Словом, наша семья постепенно интегрировалась в столичную жизнь. Круг знакомых расширялся, мы все больше чувствовали себя москвичами. Хотя и поддерживали контакты с земляками.
     Наконец состоялась встреча с выпускниками юрфака 1955 года. Я смог увидеть всех своих старых друзей и приятелей. На этой встрече для меня было важно все: как выглядят, где устроились, чем заняты сокурсники. Все-таки молодцы: десять человек уже стали докторами, около сорока — кандидатами наук. Да и остальные не потерялись, нашли свое дело. И горько, что многих уже нет: болезни, аварии и даже... самоубийства.
     В общем, и радостно и грустно — такова жизнь. В памяти воскрешается изречение восточного мудреца: «Люди рождаются, страдают и умирают».
     В отпуск, как и на Ставрополье, ездили после уборки урожая. Все годы — в Пицунду. В Грузии и Абхазии мы приобрели много знакомых. Пользуясь возможностью, лучше узнал эти края и людей, там живущих. Мы каждый раз о многом и подолгу говорили, как правило, по вечерам: с Эдуардом и Нанули Шеварднадзе в Пицунде и Тбилиси, в бывшем имении семьи Чавчавадзе, с жителями Абхазии и Кахетии в их домах.


Расставание с Андроповым

     Летом 1983 года стало очевидным, что ожидания лучшего под угрозой: вдруг резко ухудшилось здоровье Андропова. Заболевание было связано с нарушением функции почек. Об этом какое-то время знали немногие. Но болезнь обострилась. И это сказывалось на его общем самочувствии, внешнем виде — лицо стало неестественно бледным, голос хрипловатым. Раньше, принимая кого-либо у себя в кабинете, Юрий Владимирович выходил навстречу, здоровался. Теперь, не вставая из-за стола, лишь протягивал руку, передвигаться было все труднее.
Сначала раз, затем два раза в неделю, а потом и чаще он должен был подвергаться мучительной процедуре гемодиализа, когда его подключали к специальному аппарату, очищающему кровь. Скрывать это стало невозможным — от процедуры до процедуры особые приспособления оставлялись у него на руках, и все видели, что выше кисти они забинтованы.
     Тогда и пустил кто-то по аппарату роковую фразу: «Нежилец». Активизировались вновь все те, для кого болезнь Андропова стала просто подарком судьбы. Сначала они перешептывались по углам, потом вообще перестали скрывать свою радость. Ждали своего часа. Особенно наглядно проявилось это в период подготовки июньского Пленума ЦК КПСС 1983 года.

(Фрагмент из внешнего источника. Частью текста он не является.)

Issue #581, opened 2024-04-26
Refactor reduction strategy code to enable JIT of entire coreset construction


pc532627:
### What's the new feature?

Related to issues #534 & #544 - update the implementations of reduction strategies to allow the entire codebase to be JIT'ed using Equinox, which enables fast computation of several coresets. 

Clean up test_coresubset.py to not have to define a metric_x 

### What value does this add?

Improved integration with standard JAX approaches & removes side-effects that interfere with expected JIT performance.

PR #607, opened 2024-05-09
feat: add coreset and coresubset data structures

### LINKED ISSUE #518: Add a class for coresubsets

tc85324:
### PR Type
Closes #518
- Feature
- Tests

### Description
As part of #581, it is necessary to decouple the coreset data-structures and solvers/reduction-strategies. The new `coreax.coreset.Coreset` and `coreax.coreset.Coresubset` data-structures introduced here facilitate this decoupling, such that the conceptual notion of a coreset better reflects our implementation. I.E. a coreset is a data-structure and a solver is a solver, the current implementation treats a coreset as both of these things.

Note: these new data-structures are currently unused. They will be used in an upcoming PR to fully address #581.

A new set of unit tests have been created for these new data-structures in `tests/unit/test_coreset.py`.

Additionally updates the new `coreax.data.Data` with `at_least{1,2}d` equinox converters and a `__len__` magic method. This facilitates the coreset `__len__` magic method, and will allow many `atleast_{1,2}d` calls to be removed from the codebase, at a later date.

Tests for `coreax.data.Data` have been refactored to reduce code duplication resulting from a new test for the new `__len__` method.

### How Has This Been Tested?
All tests pass

No

### DIFF
--- a/coreax/coreset.py
+++ b/coreax/coreset.py
@@ -2,11 +2,15 @@
 
 from __future__ import annotations
 
+from typing import Generic, TypeVar
+
 import equinox as eqx
 import jax.numpy as jnp
 from jaxtyping import Array, Shaped
 
 from coreax.data import Data
+
+_Data = TypeVar("_Data", bound=Data)
 
 
 def _convert_to_weighted(data: Data | Array):
@@ -15,7 +19,7 @@ def _convert_to_weighted(data: Data | Array):
     return Data(data)
 
 
-class Coreset(eqx.Module):
+class Coreset(eqx.Module, Generic[_Data]):
     r"""
     Data structure for representing a coreset.
 
@@ -58,7 +62,7 @@ class Coreset(eqx.Module):
     """
 
     nodes: Data = eqx.field(converter=_convert_to_weighted)
-    pre_coreset_data: Data
+    pre_coreset_data: _Data
 
     def __len__(self):
         """Return Coreset size/length."""
@@ -70,7 +74,7 @@ class Coreset(eqx.Module):
         return self.nodes
 
 
-class Coresubset(Coreset):
+class Coresubset(Coreset[_Data], Generic[_Data]):
     r"""
     Data structure for representing a coresubset.
 
--- a/coreax/coreset.py
+++ b/coreax/coreset.py
@@ -1,0 +1,114 @@
+"""Module for defining coreset data structures."""
+
+from __future__ import annotations
+
+import equinox as eqx
+import jax.numpy as jnp
+from jaxtyping import Array, Shaped
+
+from coreax.data import Data
+
+
+def _convert_to_weighted(data: Data | Array):
+    if isinstance(data, Data):
+        return data
+    return Data(data)
+
+
+class Coreset(eqx.Module):
+    r"""
+    Data structure for representing a coreset.
+
+    TLDR: a coreset is a reduced set of :math:`\hat{n}` (potentially weighted) data
+    points that, in some sense, best represent the "important" properties of a larger
+    set of :math:`n > \hat{n}` (potentially weighted) data points.
+
+    Given a dataset :math:`X = \{x_i\}_{i=1}^n, x \in \Omega`, where each node is paired
+    with a non-negative (probability) weight :math:`w_i \in \mathbb{R} \ge 0`, there
+    exists an implied discrete (probability) measure over :math:`\Omega`
+
+    .. math:
+        \eta_n = \sum_{i=1}^{n} w_i \delta_{x_i}.
+
+    If we then specify a set of test-functions :math:`\Phi = {\phi_1, \dots, \phi_M}`,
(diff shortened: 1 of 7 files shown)


coreax/coreset.py
```diff
@@ -0,0 +1,114 @@
...
+    return Data(data)
+
+
+class Coreset(eqx.Module):
+    r"""
+    Data structure for representing a coreset.
+
+    TLDR: a coreset is a reduced set of :math:`\hat{n}` (potentially weighted) data
+    points that, in some sense, best represent the "important" properties of a larger
+    set of :math:`n > \hat{n}` (potentially weighted) data points.
```
db091756, line 24: Could stick in a >>> here to signify that the coreset is supposed to be much smaller than n

db091756 (changes requested):
All looks good to me, though I think we need a SupervisedCoreset and SupervisedCoresubset class to handle supervised coresets with the SupervisedData class

coreax/coreset.py
tc85324: It depends if you would give a set where `n` is with `>` but not `>>` `\hat{n}` a different name? If not, then I think the current notation is more accuracte.

tc85324:
If we want the ability to distinguish between supervised and unsupervised coresets, then we can make the `pre_coreset_data` generic on `_Data = TypeVar("_Data", bound=Data)`. Then you could type `Coreset[Data]` or `Coreset[SupervisedData]`. The materialized coreset is independent of the supervision, so we only need it for typing `pre_coreset_data`.

coreax/coreset.py
db091756: I guess philosophically if you've got n=1,000,000 and hat(n)=999,999 then its not much of a coreset, but i take your point and happy to leave as is!

coreax/coreset.py
```diff
@@ -0,0 +1,118 @@
...
+        coresubset nodes should be accessed via :meth:`Coresubset.coreset`.
+    :param pre_coreset_data: The dataset :math:`X` used to construct the coreset.
+    """
+
+    # Incompatibility between Pylint and eqx.field. Pyright handles this correctly.
+    # pylint: disable=no-member
+    @property
+    def coreset(self) -> Data:
+        """Materialise the coresubset from the indices and original data."""
+        coreset_nodes = self.pre_coreset_data.data[self.unweighted_indices]
```
db091756, line 110: Maybe I am misunderstanding, but if this is a supervised Coresubset then we won't be materialising the supervision here right?

tc85324: This was by design. My logic was that the coreset should only be the weighted nodes (this is consistent with the docstrings). If you require the supervision associated with each coreset node/index, then you can get this with `Coreset.pre_coreset_data.supervision[self.unweighted_indices]`, providing the `pre_coreset_data` is `SupervisedData`.

db091756: I see, makes sense!

db091756 (approved):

     Мысль о проведении Пленума по идеологическим вопросам принадлежала Андропову. Его беспокоило политическое, идейное и нравственное состояние общества, и он надеялся, что Пленум ЦК сможет изменить подходы к идеологической работе, сделать ее более эффективной.
     По существовавшему официальному раскладу за идеологию отвечал Черненко. Ему и было поручено готовить доклад. А поскольку сведения о состоянии здоровья генсека уже перестали быть тайной, «идеологическая братия» Зимянина, примыкавшая к Черненко, воспрянула духом, держалась сплоченней и уверенней и, видимо, стала рассматривать это выступление чуть ли не как официальное реанимирование «брежневизма».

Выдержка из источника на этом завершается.